Variational symmetries and pluri-Lagrangian systems in classical mechanics

TL;DR

This paper explores the connection between pluri-Lagrangian systems and variational symmetries in classical mechanics, showing how multiple symmetries lead to multi-time Lagrangian structures with consistent equations.

Contribution

It establishes a method to construct pluri-Lagrangian 1-forms from systems with commuting variational symmetries and provides a Hamiltonian analogue for such constructions.

Findings

Constructed pluri-Lagrangian 1-forms from variational symmetries.

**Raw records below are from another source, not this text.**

PR #723, opened 2023-08-03
Added statistics calculator for Annotation Tools

Celian-abd:
### Context

Refactored the stats calculation code for Annotation Tools and added a way to create and initialize new calculator with custom statistics.

### Changes
- Added new class BasicStatsCalculator, which has the default stats such as max, mean , stdDev..  used by the annotation tools instead of using callbacks.
- Made RectangleROITool statistics calculation match the other tools. (Using pointInShapeCallback instead of 3 'for')

### Testing
stackAnnotationTools example.

#### PR

#### Code

  etc.)

  additions or removals.

#### Tested Environment

- [] "OS: 
- [] "Node version: 
- [] "Browser:
  


Celian-abd:
@sedghi Hey, I've been working on annotation tools and I added the feature to custom the text shown by the tool. So we can add custom text and also custom statistics calculator by the tool configuration.

So now we can set our custom text and calculator when adding the tool into the toolgroup with it's configuration or also by `setToolConfiguration` method.

I've created a new example aswell (stackAnnotationToolsSpecificConfiguration)

packages/tools/src/tools/annotation/DragProbeTool.ts
```diff
@@ -205,7 +205,7 @@ class DragProbeTool extends ProbeTool {
 
     renderStatus = true;
 
-    const textLines = this._getTextLines(data, targetId);
+    const textLines = this.configuration.getTextLines(data, targetId);
```
sedghi, line 208: shouldn't we add the default to configuration too? similar to others?

packages/tools/src/tools/annotation/LengthTool.ts
```diff
@@ -770,20 +771,20 @@ class LengthTool extends AnnotationTool {
     return renderStatus;
   };
 
-  // text line for the current active length annotation
-  _getTextLines(data, targetId) {
-    const cachedVolumeStats = data.cachedStats[targetId];
-    const { length, unit } = cachedVolumeStats;
+  // // text line for the current active length annotation
```
sedghi, line 774: remove

packages/tools/src/utilities/math/basic/BasicStatsCalculator.ts
```diff
@@ -0,0 +1,40 @@
...
+  let stdDevWithSumSquare = 0;
+
+  points.forEach((point) => {
+    const valueMinusMean = point.value - mean;
+    stdDev += valueMinusMean ** 2;
+  });
+
+  stdDevWithSumSquare = Math.sqrt(sumSquares / points.length - mean ** 2);
+  stdDev = Math.sqrt(stdDev / points.length);
+
```
sedghi, line 33: for these repetitive loop you should stick to simmple for loop so that browser can optimize it. Also one for loop is enough

packages/tools/src/utilities/math/basic/BasicStatsCalculator.ts
```diff
@@ -0,0 +1,40 @@
+//Basic calculator
+import { PointInShape, StatisticValue } from '../../../types';
+
+export default function BasicStatsCalculator(
```
sedghi, line 4: some doc would be appreciated

packages/tools/src/types/CalculatorTypes.ts
```diff
@@ -0,0 +1,16 @@
+import { Types } from '@cornerstonejs/core';
+
+export type PointInShape = {
```
sedghi, line 3: repetitive

packages/tools/src/tools/annotation/EllipticalROITool.ts
```diff
@@ -1116,57 +1092,29 @@ class EllipticalROITool extends AnnotationTool {
...
 
-        stdDev /= count;
-        stdDev = Math.sqrt(stdDev);
-
-        const modalityUnit = getModalityUnit(
-          metadata.Modality,
-          annotation.metadata.referencedImageId,
-          modalityUnitOptions
-        );
+        const stats = this.configuration.statsCalculator(pointsInShape);
```
sedghi, line 1108: so seems like there is some optimization issue happening here. 
Previously we had `pointInShapeCallback` which would take care of looping over the points in the shape and running a callback (e.g., meanMaxCalculator), but now we run the point in shape to grab the points and then again in the statsCalculator to run over them again (two loops instead of one), can you just make the statsCalculator a callbackto the pointInShape so that we don't run twice?

sedghi (commented):
see my comments

sedghi (commented):
see my comments

packages/tools/src/tools/annotation/EllipticalROITool.ts
Celian-abd: So if I want to use a callback to calculate the stats directly into the `pointInShapeCallback `, I would need to make my statsCalculator a function of a class that stores the sum of points and could return the calculated stats (such as `meanMaxCalculator`).

Does that seems correct to you ?

sedghi: I think so

packages/tools/src/store/ToolGroupManager/ToolGroup.ts
```diff
@@ -24,6 +24,7 @@ import {
 
 import { MouseCursor, SVGMouseCursor } from '../../cursors';
 import { initElementCursor } from '../../cursors/elementCursor';
+import Calculator from '../../types/CalculatorTypes';
```
sedghi, line 27: import it from the ../../types and merge it with above imports

packages/tools/src/store/ToolGroupManager/ToolGroup.ts
```diff
@@ -87,9 +88,12 @@ export default class ToolGroup implements IToolGroup {
    * to set the tool to be active or passive or in other states.
    *
    * @param toolName - string
-   * @param configuration - Tool configuration objects
+   * @param configuration - Tool configuration objects and a custom statistics calculator if needed
    */
-  addTool(toolName: string, configuration = {}): void {
+  addTool(
+    toolName: string,
+    configuration: Record<any, any> & { statsCalculator?: Calculator } = {}
```
sedghi, line 95: can you refactor this above to a ToolConfiguration and use it here and below?

packages/tools/src/tools/annotation/CircleROITool.ts
```diff
@@ -1011,57 +970,29 @@ class CircleROITool extends AnnotationTool {
...
           Modality: metadata.Modality,
           area,
-          mean,
-          max,
-          stdDev,
+          mean: stats[1]?.value,
+          max: stats[0]?.value,
+          stdDev: stats[2]?.value,
+          statsArray: stats,
+          pointsInShape: pointsInShape,
```
sedghi, line 995: why are we storing the pointsInShape?

packages/tools/src/utilities/math/basic/BasicStatsCalculator.ts
```diff
@@ -0,0 +1,60 @@
...
+   * Basic function that calculates statictics for a given array of points.
+   * @param points
+   * @returns An object that contains :
+   * max : The maximum value of the array
+   * mean : mean of the array
+   * stdDev : standard deviation of the array
+   * stdDevWithSumSquare : standard deviation of the array using sum²
+   */
+
+  getStatistics = (): StatisticValue[] => {
```
sedghi, line 40: I would call it Statistics instead of StatisticValue

packages/tools/src/utilities/math/basic/BasicStatsCalculator.ts
```diff
@@ -0,0 +1,60 @@
...
+  sumSquares = 0;
+  squaredDiffSum = 0;
+  count = 0;
+
+  /**
+   * This callback is used when we verify if the point is in the annotion drawn so we can get every point
+   * in the shape to calculate the statistics
+   * @param value of the point in the shape of the annotation
+   */
+  statsCallback = ({ value: newValue }): void => {
```
sedghi, line 17: I would call this `run` or something similar. And Also I would make the class an static class so that we don't do `new ...`

```
export default class BasicStatsCalculator extends Calculator {
  static max = -Infinity;
  static currentMax = 0;
  static sum = 0;
  static sumSquares = 0;
  static squaredDiffSum = 0;
  static count = 0;

  static statsCallback({ value: newValue }): void {
```

sedghi (commented):
getting there, I really like this PR.

packages/tools/src/tools/annotation/CircleROITool.ts
salimkanoun: For custom calculations in particular histogram based calculation, we will need it in several nuclear medicine applications, for instance if you want to calculate the nth percentile of the ROI. 
This way a custom calculator or a custom renderer could access to data to make histogram based calculation

packages/tools/src/types/IToolGroup.ts
```diff
@@ -19,8 +20,13 @@ export default interface IToolGroup {
   getViewportsInfo: () => Array<Types.IViewportId>;
   /** Get the toolInstance of the toolName */
   getToolInstance: { (toolName: string): any };
-  /** Add a tool to toolGroup with its configuration */
-  addTool: { (toolName: string, toolConfiguration?: any): void };
+  /** Add a tool to toolGroup with its configuration and custom calculator if wanted */
+  addTool: {
+    (
+      toolName: string,
+      toolConfiguration?: Record<any, any> & { statsCalculator?: Calculator }
```
sedghi, line 27: This should be ToolConfiguration

packages/tools/src/tools/annotation/EllipticalROITool.ts
```diff
@@ -1116,57 +1092,29 @@ class EllipticalROITool extends AnnotationTool {
...
-
-          stdDev += valueMinusMean * valueMinusMean;
-        };
-
-        pointInShapeCallback(
+        const pointsInShape = pointInShapeCallback(
           imageData,
           (pointLPS, pointIJK) => pointInEllipse(ellipseObj, pointLPS),
-          stdCalculator,
+          this.configuration.statsCalculator.run,
```
sedghi, line 1104: ok, I guess my bad, `.run` reads too werid, let's have your callback back. Sorry about that

sedghi (commented):
one last review comments, thanks

packages/tools/src/types/IToolGroup.ts
Celian-abd: Oh true , I forgot about it. I'll update it now

packages/tools/src/tools/annotation/EllipticalROITool.ts
Celian-abd: Sure, no worries

sedghi (approved):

Multi-time Euler-Lagrange equations match original systems.

Extended the framework to Hamiltonian systems with commuting flows.

Abstract

We analyze the relation of the notion of a pluri-Lagrangian system, which recently emerged in the theory of integrable systems, to the classical notion of variational symmetry, due to E. Noether. We treat classical mechanical systems and show that, for any Lagrangian system with $m$ commuting variational symmetries, one can construct a pluri-Lagrangian 1-form in the $(m+1)$-dimensional time, whose multi-time Euler-Lagrange equations coincide with the original system supplied with $m$ commuting evolutionary flows corresponding to the variational symmetries. We also give a Hamiltonian counterpart of this construction, leading, for any system of commuting Hamiltonian flows, to a pluri-Lagrangian 1-form with coefficients depending on functions in the phase space.